Clinical and public health research has generated tremendous knowledge on disease prevention, diagnosis, and treatment. However, there is a pressing need to not only generate but also synthesize evidence to inform us on what works best and how to get the intervention to the people who will benefit most.
Comparative effectiveness and outcomes research (CEOR) addresses these issues by identifying interventions most effective for specific patient groups. CEOR informs the practices of healthcare providers and policymakers to make evidence-based resource allocation decisions. It has been identified as a national priority by the federal government.
Despite the pressing need for highly trained professionals in this area, few programs for CEOR exist. Our new Certificate helps to fill this void by providing students with the essential skills needed to measure and compare the expected effectiveness, risks, and costs from both clinical and public health interventions—crucial skills at a time of rising costs and tighter budgets.

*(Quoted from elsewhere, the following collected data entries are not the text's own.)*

PR #7072, opened 2019-05-22
[Fix #6936] Fix MultilineMethodArgumentLineBreaks when bracket hash assignment on multiple lines

### LINKED ISSUE #6936: Layout/MultilineMethodArgumentLineBreaks False Positive On Multiline Assignment
This is a pretty major bug.  The `Layout/MultilineMethodArgumentLineBreaks` cop is throwing errors when an assignment spans multiple lines.  I'm assuming because it sees the assignment operator as a "method" (which it technically is but should not be treated like a method call for the purposes of this cop).

Original PR: #6826 

/cc @maxh 

--------

## Expected behavior

The following code should not throw an error.

```
class Thing
  def call
    bar['foo'] = ::Time.zone.at(
                   huh['foo'],
                 )
  end
end
```

## Actual behavior

It throws an error.

See code snippet above.

## RuboCop version

```
0.67.2 (using Parser 2.6.2.1, running on ruby 2.6.2 x86_64-darwin17)
```

maxh:
Fixes https://github.com/rubocop-hq/rubocop/issues/6936 by handling this case:

```rb
a['b'] = c(
  1,
)
```

The `[]` assignment is represented in the AST by a send node with `b` as an argument and the expression on the right as an argument. It's ok that these are on the same line.

-----------------

* [x] Added tests.

### DIFF
--- a/CHANGELOG.md
+++ b/CHANGELOG.md
@@ -6,6 +6,10 @@
 
 * [#5976](https://github.com/rubocop-hq/rubocop/issues/5976): Warn for Rails Cops. ([@koic][])
 
+### Bug fixes
+
+* [#6936](https://github.com/rubocop-hq/rubocop/issues/6936): Fix `Layout/MultilineMethodArgumentLineBreaks` when bracket hash assignment on multiple lines. ([@maxh][])
+
 ## 0.70.0 (2019-05-21)
 
 ### New features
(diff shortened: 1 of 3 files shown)


mikegee:
I support merging this as is, since it definitely fixes a bug. 👍 

I'm also concerned this PR allows for similar bug. Is the following code allowed incorrectly?
```ruby
a['b',
  'c', 'd'] = e
```

maxh:
>I'm also concerned this PR allows for similar bug. Is the following code allowed incorrectly?

This PR fixes that bug as well. Added a spec to illustrate/cover that case.

bbatsov:
Thanks!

Graduates may go on to positions in academia, government, research organizations/think tanks as well as the bio-pharma sector—all of which seek professionals with this valued skill set.
Comparative Effectiveness and Outcomes Research is open to Columbia MPH students in:
Applicant to this certificate must score in the 75th percentile or higher on the Quantitative Reasoning Section of the GRE. Students who are interested in applying to this certificate after matriculation will submit a statement of interest describing how this certificate matches their professional and academic goals.

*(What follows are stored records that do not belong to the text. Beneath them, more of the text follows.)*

Issue #6726, opened 2019-02-04
One or more (`.+`) of X in NodePattern


baweaver:
## Is your feature request related to a problem? Please describe.

With some methods, the signature allows for multiple variations of calling it:

```ruby
> ruby-parse -e 'meth(1, 2, 3)'
(send nil :meth
  (int 1)
  (int 2)
  (int 3))

> ruby-parse -e 'meth(1, 2)'
(send nil :meth
  (int 1)
  (int 2))
```

It would be very useful to have a way to specify "one or more" child nodes that match. Doubly so in the case of splat / double-splat type method signatures.

## Describe the solution you'd like

In the case above, a potential syntax would be:

```ruby
# Idea 1
(send nil? :meth $+(int _))

# Idea 2
(send nil? :meth +$(int _))

# Idea 3
(send nil? :meth $(int _)+)
```

## Describe alternatives you've considered

There _are_ current ways to do this that involve capturing the parent node and parsing out the children after the match. The problem with this is that it doesn't allow granularity in matching in a single pass, such as I expected the method to be called with one or more ints, or maybe with `n` ints.

marcandre:
One tricky thing to consider are captures inside the `+`'ed term, e.g. `(send nil? :meth +(int $_))` to collect `[1, 2]` or `[1, 2, 3]`, especially if there are other capture, or even worse for nested `+(...)`.

One solution would be that those would still be a "single" capture but would be captured in an array. `(send nil? $_ +(int $_))` would capture `[:meth, [1, 2]]` for example. Nested `+()` would have to be arrays of arrays, etc...

marcandre:
This should be relatively easy to do now that `<...>` has been implemented, with the same limitations (only one of `...`, `< ...>` or `*/+` per sequence)

PR #7081, opened 2019-05-24
NodePattern: Use stricter criteria for children count

marcandre:
This improves the checking for some node patterns (variadic with positive minimum number of terms).

E.g.: `(array <int ...>)` produced code with condition `node0.children.size >= 0` instead of `node0.children.size >= 1`. This had no actual consequence though expect being less efficient, because the code to check for the orderless children would still work properly.

This will come in handy for future work (e.g. #6726)


bbatsov:
Thanks!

Visit the Certificates Database to learn more about core and credit requirements.
Analysis of Large Scale Data Sets
This is an applied, hands-on course designed to provide an introduction to several major health data sets and to guide students in processing and analyzing these data. It is designed to complement skills learned in other methods courses and prepare students to advance in the work force or perform independent research for a doctoral program. Students must have taken Biostatistics and have familiarity with Stata, but students comfortable with other software languages, such as SAS or SPSS, or students willing to take a NetCourse before the course begins may enroll.
Decision Analysis for Clinical and Public Health Practices
This course is designed to provide an introduction to the methods and growing range of applications of decision analysis and cost-effectiveness analysis in health care technology assessment, medical decision making, and health resource allocation.